» **Task prompt**
Below is some data. Retype exactly the lines starting at the one with "For the dataset-level" and ending at the one with "how about 2c".

» **Records for the exercise**
PR #5506, opened 2026-08-21
[il_mod_crypto] switch to up to date source

nvmbrasserie:
Switch `il_mod_crypto` to the Hebrew source page, which is a strict superset of the
English one: 35 vs 34 orders, 490 vs 448 wallet addresses.
The English page is currently missing ASO 18/26 (37 wallets, published 01.07.2026)
entirely, plus 5 ASO 1/25 wallets that have been up in Hebrew since Feb 2025.

- refresh the `releases.csv` / `wallets.csv` diff snapshots and the DOM hash
- add `maintenance.md` documenting how the manually maintained Google Sheet is
  filled in (schema, start/end dates, platform, order PDF link)

The 42 wallets are already in the sheet, so the next run picks them up.


brrttwrks (approved):
This looks good to me. Thanks for assessing the diff between the two pages.

PR #5515, opened 2026-08-23
Version-scoped run artifacts, explicit version threading, and run manifests

### LINKED ISSUE #3786: Stop backfilling `statistics.json` for failed runs
The easy way is to just disable backfill here:

https://github.com/opensanctions/opensanctions/blob/7ffef77115d19e6cb41fe878d129203005ab4d4f/zavod/zavod/exporters/metadata.py#L44-L52

But the more correct way would be to set the version to backfill. Which, usually, is the latest local version.

But then I see this beauty:

https://github.com/opensanctions/opensanctions/blob/7ffef77115d19e6cb41fe878d129203005ab4d4f/zavod/zavod/archive/__init__.py#L147-L155

So calling `get_artifact_object` with a `version` set will always backfill something, even if it's not that version. But that's not what we want.

So let's figure out a path here.

As part of this bug, we should also get rid of this comment here: https://github.com/opensanctions/opensanctions/blob/7ffef77115d19e6cb41fe878d129203005ab4d4f/zavod/zavod/publish.py#L81-L86

Spun out from https://github.com/opensanctions/opensanctions/issues/2541

### LINKED ISSUE #4835: Collections should export a manifest.json
When we export a collection, the system will automatically backfill and then include the latest successful run of each dataset in the collection. Unfortunately, that means that the precise composition of the collection in terms of dataset versions becomes a bit of an ambiguous thing. For example, a dataset crawler could have started its work at T+0, then the collection export starts at T+1, and the crawler uploads its result at T+3, but with the timestamp of T+0 (the `settings.RUN_TIME`). That means we can't really track back which versions are in the collection, because the "dataset time is smaller than T+1" heuristic fails. 

I'd suggest we make a standard artifact called manifest.json. It could contain: 

```
{
  "datasets": {"us_ofac_sdn": "<version>", "eu_fsf": "<version>"}
}
```

(Just realized that we can divine it from the `last_seen` statement metadata at the moment, but that's horrible.)

pudo:
Fixes opensanctions/operations#2675, fixes #4835, fixes #3786. Replaces #4873.

Every stage of a run now operates on an explicit, verifiable version. Local run artifacts move from a flat `data/datasets/<name>/` into `data/datasets/<name>/_artifacts/<version>/`, mirroring `artifacts/<name>/<version>/` in the archive, and the version travels as a `followthemoney.dataset.Version` from the CLI boundary down.

## Run manifests (#4835)

A `Manifest` (`zavod.runtime.manifest`) records which version of each leaf dataset a run consumes, resolved **once** when the run starts instead of lazily inside the store builder:

- The crawl creates it for source datasets; the export creates it for collections. `manifest.json` is archived with the other run artifacts, so the composition of any published collection version can be inspected.
- Resolution per leaf: the run's own version → newest local artifact dir with statements → last successful archive version → omitted with a warning (visible in the artifact).
- The store syncs against the manifest digest (datasets mapping only): matching pins reuse the LevelDB, changed pins auto-rebuild. `--keep-store` is now exact instead of hopeful.
- Analytical commands (`xref`, `dedupe`, `dedupe-edges`, `wikidata-reconcile`) persist a transient manifest under `_state/`, so consecutive runs share a stable scope; `-r` re-resolves it.
- All statement access goes through `manifest.statements()`, which reads pinned versions locally or streams them from the archive and **errors on absence** — replacing `iter_dataset_statements` and its silent fallback to stale archive data. `load-db` and `dump-file` iterate the pinned set directly, so a `zavod run` can no longer export one version set and load-db another.

## Pipeline changes

- `zavod crawl/export/publish/run` take a version (`-v` / positional); the process default is a fresh version, and no environment variable is consulted — `ZAVOD_VERSION` and `ZAVOD_RELEASE` are no longer read (the legacy date-stamped CDN purge derives from the version). Stages running in separate processes must agree on a version explicitly. Standalone `zavod export` of a collection now works (export is the producer for collections).
- Producer/consumer split: the producer of a run (`Manifest.create`) resets the version dir; consumers load the manifest and hard-fail if it's absent rather than fabricating input.
- The `versions.json` snapshot is written when a run concludes (`publish_dataset` on success, `archive_failure` on failure), not at run start — so a run that fails before its artifact directory was created still registers its version in the history. `publish_dataset` refuses a version that has no run manifest.
- Delta backfill and `entities.hash` are keyed on the last successful version; the hash file lands in the version dir so publish archives it again.
- A failed run's `index.json` no longer carries backfilled statistics: `statistics.json` is read strictly from the run's own artifact directory, so failure indexes have no stale entity counts (#3786; pinned by `test_metadata_failure_no_statistics_no_warning`).
- The timestamp index is cached at `_state/timestamps/<last-successful-version>/` with a completion marker, so it is rebuilt only when a new version is published. Caveat: `zavod crawl/run` default to `--clear-data`, which wipes `_state/` including this cache — it only pays off with `--keep-data` for now.
- Disabled datasets in `zavod run` exit 0 without registering a version or a failure index: a disabled dataset has no run to record, and its last published version stays authoritative.
- Dry-run mode is removed. It existed to keep debug crawls from corrupting the shared output directory (now structurally impossible: version dirs are isolated and nothing leaves the machine before `publish`) and to skip the timestamp index build (now cached). A plain crawl into its unpublished version dir is the debug tool, with full statements/issues/resources output.

## Testing

The test suite is fully ported to the new semantics: explicit `Version` threading instead of `settings` monkeypatching, assertions on version-scoped artifact paths and `Manifest.statements()`, and shared run primitives in `zavod.tests.util` (`get_manifest`, `make_context`, `get_test_view`, `run_dataset`). Full suite and `mypy --strict` green. The contrib scripts (`egrul`, the wikidata debug tools) are updated for the new `Context` contract.

## Must land before merge / known gaps

- **kombinat coordination**: ported in opensanctions/operations#2813 (catalog generation onto `get_best_version`/`backfill_artifact`, xref scopes and PEP statistics onto transient manifests, release date derived from the run time) — merge that in lockstep with the first image built from this PR.
- Crawler-emitted resources still write to the flat path with a two-location fallback in publish; unifying is a follow-up.
- No GC yet for accumulated `_artifacts/<version>/` and `_state/timestamps/<version>/` dirs — to be solved deliberately, not per-cache.
- `ZAVOD_ARCHIVE_BACKFILL_STATEMENTS` and `ZAVOD_BACKFILL_RELEASE` are deleted (no remaining consumers); re-introduce on the manifest path if a use case returns.


zavod/zavod/archive/__init__.py
```diff
@@ -100,19 +97,15 @@
     STATISTICS_FILE,
     DELTA_EXPORT_FILE,
 ]
-# Files we persist about a run other than DatasetResources.
-EXTRA_ARTIFACTS = [
+# The only files a failed run publishes. Half-generated data files stay local.
+FAILURE_ARTIFACTS = [
```
jbothma: > Half-generated data files stay local.

what do we mean by this? in one sense, it could be nice if we only upload what's been registered in the manifest. on the other hand, I'm not sure how we'd half-generate a file without crashing.

zavod/zavod/archive/__init__.py
```diff
@@ -140,125 +133,140 @@ def clear_data_path(dataset_name: str) -> None:
...
+
+def get_best_version(dataset_name: str) -> Version | None:
+    """Get the best version of a dataset, ie. the last successful one if available,
+    otherwise the latest one."""
+    history = get_version_history(dataset_name)
+    return history.last_successful or history.latest
 
 
 def iter_dataset_versions(dataset_name: str) -> Generator[Version, None, None]:
     """Iterate over all versions of a given dataset."""
```
jbothma, line 180: Am I right in thinking deltas is the only remaining use case where we're ok with stepping back through versions (until we find a version where there was a delta). if so, a nice change might be to make iter_dataset_versions really just a private part of deltas.

an alternative could be introducing `VersionHistory.last_delta: Version` [which might be nulled when delta exporter is removed ](https://github.com/opensanctions/opensanctions/issues/5140) (out of scope here).

zavod/zavod/runtime/manifest.py
```diff
@@ -0,0 +1,152 @@
...
+                leaf resolves to its best available version.
+
+        Each leaf resolves to the newest local artifact directory holding a
+        statements file, then to the last successful version in the archive."""
+        datasets: dict[str, Version] = {}
+        for leaf in dataset.leaves:
+            if version is not None and leaf.name == dataset.name:
+                datasets[leaf.name] = version
+                continue
+            local = latest_local_artifact_version(leaf.name, STATEMENTS_FILE)
```
jbothma, line 83: is this currently only to support the dev use case where we're figuring something out at the collection level and we want to use a local run of one of its leaves? If so, it could be nice to document that (maybe both here and at the function definition). It's handy functionality but worth pointing out it's freaky and not intended for prod behaviour

zavod/zavod/exporters/metadata/__init__.py
```diff
@@ -168,25 +168,28 @@ def get_catalog_dataset(dataset: Dataset) -> dict[str, Any]:
...
-    # Get a barebones metadata object, only relevant before the first export
-    meta = get_base_dataset_metadata(dataset)
-
+    meta = {}
     # Use the latest published index file, if available.
-    path = get_dataset_artifact(dataset.name, INDEX_FILE)
-    if path.is_file():
-        with open(path) as fh:
-            meta.update(json.load(fh))
+    version = get_best_version(dataset.name)
```
jbothma, line 173: when would we want a failed version when there's never been a successful run? a premature release? Shoudl it rather be a warning and skip?

zavod/zavod/exporters/metadata/__init__.py
```diff
@@ -70,11 +77,11 @@ def get_base_dataset_metadata(dataset: Dataset) -> dict[str, Any]:
             # so an emptied dataset's last change is whatever the last successful
             # run reported.
             if last_change is None:
-                last_change = settings.RUN_TIME_ISO
+                last_change = viso
```
jbothma, line 80: How about spelling the meaning out a bit more

```suggestion
                last_change = version_date_iso
```

zavod/zavod/tests/exporters/test_metadata.py
```diff
@@ -42,8 +43,14 @@ def test_metadata_collection_export(
         # The written index conforms to the output contract zavod validates against.
         CatalogDatasetModel.model_validate(index)
 
-    collection_path = settings.DATA_PATH / "datasets" / collection.name
-    export_dataset(collection, view)
+    # In a production run, sources are published before a collection exports;
+    # the catalog takes each dataset's run information from its last published
+    # version.
+    publish_dataset(testdataset1, version)
```
jbothma, line 49: I would love these tests running at the `zavod.cli.etl.run` level so they're a bit more representative and stay in sync with that `run` but just how to do that hasn't quickly revealed itself to me yet. Maybe in one of the next PRs. test.util.run_dataset is probably the solution though - nice.

zavod/zavod/archive/__init__.py
jbothma, line 101: lol an allow list is a lot simpler than deleting a bunch of files!

zavod/zavod/publish.py
```diff
@@ -1,51 +1,104 @@
...
 
 log = get_logger(__name__)
 
 
-def _archive_artifacts(dataset: Dataset, extra_artifacts: list[str] = []) -> None:
-    """
-    Upload every file we persist about a run to /artifacts/{dataset}/{version}/.
-
-    Also publishes the version history to the dataset's stable version history location.
+def _ensure_versions_file(
```
jbothma, line 23: would it be nice if we explicitly created the version file in (hopefully a handful of) clear points in the pipeline, and just assert it exists like we're asserting the part exists, on publish/archive_failure?

it feels like something that'd be nice not to be defensive on but I can't visualise all the those points right now

jbothma (approved):
nice to be up to date with these changes

zavod/zavod/exporters/metadata/__init__.py
leonhandreke: I personally think we should warn and skip if no last successful version exists. It's a very edge-y case anyway.

leonhandreke:
Question - what do do about `catalog.json`, now that we have the concept of a manifest? Currently, it resolves to the last successful version of the scope itself, all sub-collections and all leaves. That is true both for the root-level kombinat and the dataset-level `catalog.json`

For the root, we want to keep this behavior.

For the dataset-level `catalog.json`, it's less clear what to do:
1. get rid of dataset-level `catalog.json` entirely (probably not)?
2. read leaves and scope version as defined in `Manifest`
  a. drop sub-collections from `catalog.json`
  b. use last-successful for sub-collections? (meh)

I feel 2a or 1. But I have no idea what uses dataset-level `catalog.json` and for what, and whether it's at all useful now that `manifest.json` exists.

jbothma:
how about 2c - keep sub-collections but drop the metadata that doesn't make sense as a super-collection member?

Is the point of the catalog so that yente has dataset metadata? when yente makes a dataset from its datasets listing, they're a much more limited version than what we publish, aren't they? Can we perhaps define a pydantic model which get_catalog_dataset's result meets, so that e.g. collections don't need a version? But they can have a title and description.

pudo:
We can't get rid of `catalog.json` - it's yente-readable and many of our peeps use it (eg. `kyb/catalog.json`). 

I think having a datasets `catalog.json` based on and consistent with `manifest.json` would be really awesome :)

zavod/zavod/exporters/metadata/__init__.py
leonhandreke: I did it this way.

zavod/zavod/exporters/metadata/__init__.py
leonhandreke: Done.

zavod/zavod/runtime/manifest.py
leonhandreke: I added a warning

zavod/zavod/archive/__init__.py
leonhandreke: The vibes tell me:

```
iter_dataset_versions has two production uses:

  - metadata/init.py:138 (zavod/zavod/exporters/metadata/__init__.py:138): write_dataset_index finds the newest earlier delta export when the current run has no delta index.
  - metadata/init.py:259 (zavod/zavod/exporters/metadata/__init__.py:259): write_delta_index collects up to 100 earlier delta exports.
```

I think both could probably work the same way that `versions.json` works, i.e. by appending/overwriting the previous value, but only if something changed. But I think for now, this is fine and this PR is already large enough.

leonhandreke:
Sometimes you gotta pull the trigger.

PR #5535, opened 2026-08-25
[eu_meps] Switch to the European Parliament Open Data API

leonhandreke:
## Why
The MEP list XML endpoint (`.../meps/en/full-list/xml`) is behind an AWS WAF challenge. The Zyte browser workaround stopped passing it, so `eu_meps` has failed every run since 2026-08-22.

» **Written solution**
For the dataset-level `catalog.json`, it's less clear what to do:
1. get rid of dataset-level `catalog.json` entirely (probably not)?
2. read leaves and scope version as defined in `Manifest`
  a. drop sub-collections from `catalog.json`
  b. use last-successful for sub-collections? (meh)

I feel 2a or 1. But I have no idea what uses dataset-level `catalog.json` and for what, and whether it's at all useful now that `manifest.json` exists.

jbothma:
how about 2c - keep sub-collections but drop the metadata that doesn't make sense as a super-collection member?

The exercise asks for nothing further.